What is required
Word for word, restate the lines from the start of the data down to the line with "Issue #6873: Fix system_time_zone() listing.", both included.

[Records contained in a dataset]
┄┄┄┄┄┄┄┄┄┄┄┄┄┄┄┄┄┄┄┄

PR #5028, opened 2025-03-05
Issue #6864: Fix query string to export custom blocks.

### LINKED ISSUE #6864: Dropbutton link from reusable custom block to "Export" doesn't work
## Description of the bug

When viewing the "Custom blocks" admin page, each of them has an "Export" link in the dropbutton operations, but it goes to the export page with an error message:

## Steps To Reproduce

To reproduce the behavior:
1. Make sure "Reusable custom blocks" module is enabled.
2. Create a custom block.
3. Click on the dropbutton and select "Export" on `admin/structure/block`

## Actual behavior

Image

## Expected behavior

The "group" value in the query string should be "Custom blocks" rather than "Reusable custom blocks" and I think it may work.

laryn:
Fixes https://github.com/backdrop/backdrop-issues/issues/6864

### DIFF
--- a/core/modules/block/block.admin.inc
+++ b/core/modules/block/block.admin.inc
@@ -50,7 +50,7 @@ function block_admin_list() {
         'title' => t('Export'),
         'href' => 'admin/config/development/configuration/single/export',
         'query' => array(
-          'group' => 'Reusable custom blocks',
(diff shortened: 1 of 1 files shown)


quicksketch:
Merged into 1.x and 1.30.x. Thanks @laryn!

PR #5033, opened 2025-03-21
Issue #6873: Fix system_time_zone() listing.

### LINKED ISSUE #6873: 'formats.long.pattern.php' is not in the config 'system.date' but is called for in system_time_zones()
## Description of the bug

The function `system_time_zones()` contains this line:

```
      $zones[$zone] = t('@zone: @date', array('@zone' => t(str_replace('_', ' ', $zone)), '@date' => format_date(REQUEST_TIME, 'custom', config_get('system.date', 'formats.long.pattern.php') . ' O', $zone)));
```

However, the config file `system.date.json` doesn't contain an entry for `'formats.long.pattern.php'` so that call to `config_set()` returns an empty result.

It doesn't seem to cause a problem in generating the list of time zones (found, for example, on the user account edit page), but it does seem like it shouldn't be there or should perhaps be something else.

bugfolder:
Fixes https://github.com/backdrop/backdrop-issues/issues/6873.


quicksketch:
Merged into 1.x and 1.30.x. Thanks!

PR #5036, opened 2025-03-22
Issue 6075. Remove hard-coded entity creation.

### LINKED ISSUE #6075: [DX] Remove direct use of `new Node()` and other direct instantiations of entity classes from the codebase
When Backdrop partially incorporated D7 Entity API into core, and switched to using named classes for its core entities (that is, `Node` and `User` etc instead of `stdClass`), this allowed developers to extend those entity class (and their entity controllers) to incorporate additional functionalities and properties.  This can be done very simply and efficiently, by (1) implementing a `hook_entity_info_alter()` to change the entity class and the entity controller, and (2) extending the entity class and/or the entity controller class with the new functionality or properties.

Unfortunately, at the same time, a few places in Backdrop codebase instantiate those core entity classes by making direct calls, as in `$node = new Node();`. This effectively curtails the new possibilities created by the use of named classes as described above. So, if you are a developer who wants to transform/expand nodes in new ways, you are limited by those few direct instantiations (so, in those places, the resulting entity of calling `$node = new Node();` will use the core class, instead of the class you created to extend nodes).

The solution here is to replace those few `new Node()` and similar calls, with the intermediary API function `entity_create('node');`. This call will take care of instantiating the entity class as defined in the  entity_info_alter hook.

There are very few direct instantiations of core entity classes in the codebase:
- 7 for Node()
- 4 for User()
- 22 for File()
- 2 for Comment()
- 6 for TaxonomyTerm()

Many of those are in tests, which we can simply leave alone, as we want to use the core classes in tests.

argiepiano:
Fixes https://github.com/backdrop/backdrop-issues/issues/6075

### DIFF
--- a/core/modules/simpletest/tests/file.test
+++ b/core/modules/simpletest/tests/file.test
@@ -377,6 +377,7 @@ class FileValidatorTest extends BackdropWebTestCase {
    * Test the file_validate_extensions() function.
    */
   function testFileValidateExtensions() {
+    /** @var File $file */
     $file = entity_create('file', array('filename' => 'asdf.txt'));
     $errors = file_validate_extensions($file, 'asdf txt pork');
     $this->assertEqual(count($errors), 0, 'Valid extension accepted.', 'File');
@@ -447,6 +448,7 @@ class FileValidatorTest extends BackdropWebTestCase {
    */
   function testFileValidateNameLength() {
     // Create a new file entity.
+    /** @var File $file */
     $file = entity_create('file', array());
 
     // Add a filename with an allowed length and test it.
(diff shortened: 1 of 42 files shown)


core/modules/simpletest/tests/file.test
```diff
@@ -364,11 +364,11 @@ class FileValidatorTest extends BackdropWebTestCase {
   function setUp() {
     parent::setUp(array('file'));
 
-    $this->image = new File(array());
+    $this->image = entity_create('file', array());
```
indigoxela, line 379: Not a big deal, as it's a test, but there's no var comment... It should probably go to the definition section above.
```
  protected $image;
  protected $non_image;
  protected $file;
```
@argiepiano what do you think? Add it or not?

argiepiano: Thanks, @indigoxela. Added!

quicksketch:
Merged into 1.x and 1.31.x. Thanks @argiepiano for the PR and your patience.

┄┄┄┄┄┄┄┄┄┄┄┄┄┄┄┄┄┄┄┄

Task result
PR #5028, opened 2025-03-05
Issue #6864: Fix query string to export custom blocks.

### LINKED ISSUE #6864: Dropbutton link from reusable custom block to "Export" doesn't work
## Description of the bug

When viewing the "Custom blocks" admin page, each of them has an "Export" link in the dropbutton operations, but it goes to the export page with an error message:

## Steps To Reproduce

To reproduce the behavior:
1. Make sure "Reusable custom blocks" module is enabled.
2. Create a custom block.
3. Click on the dropbutton and select "Export" on `admin/structure/block`

## Actual behavior

Image

## Expected behavior

The "group" value in the query string should be "Custom blocks" rather than "Reusable custom blocks" and I think it may work.

laryn:
Fixes https://github.com/backdrop/backdrop-issues/issues/6864

### DIFF
--- a/core/modules/block/block.admin.inc
+++ b/core/modules/block/block.admin.inc
@@ -50,7 +50,7 @@ function block_admin_list() {
         'title' => t('Export'),
         'href' => 'admin/config/development/configuration/single/export',
         'query' => array(
-          'group' => 'Reusable custom blocks',
(diff shortened: 1 of 1 files shown)


quicksketch:
Merged into 1.x and 1.30.x. Thanks @laryn!

PR #5033, opened 2025-03-21
Issue #6873: Fix system_time_zone() listing.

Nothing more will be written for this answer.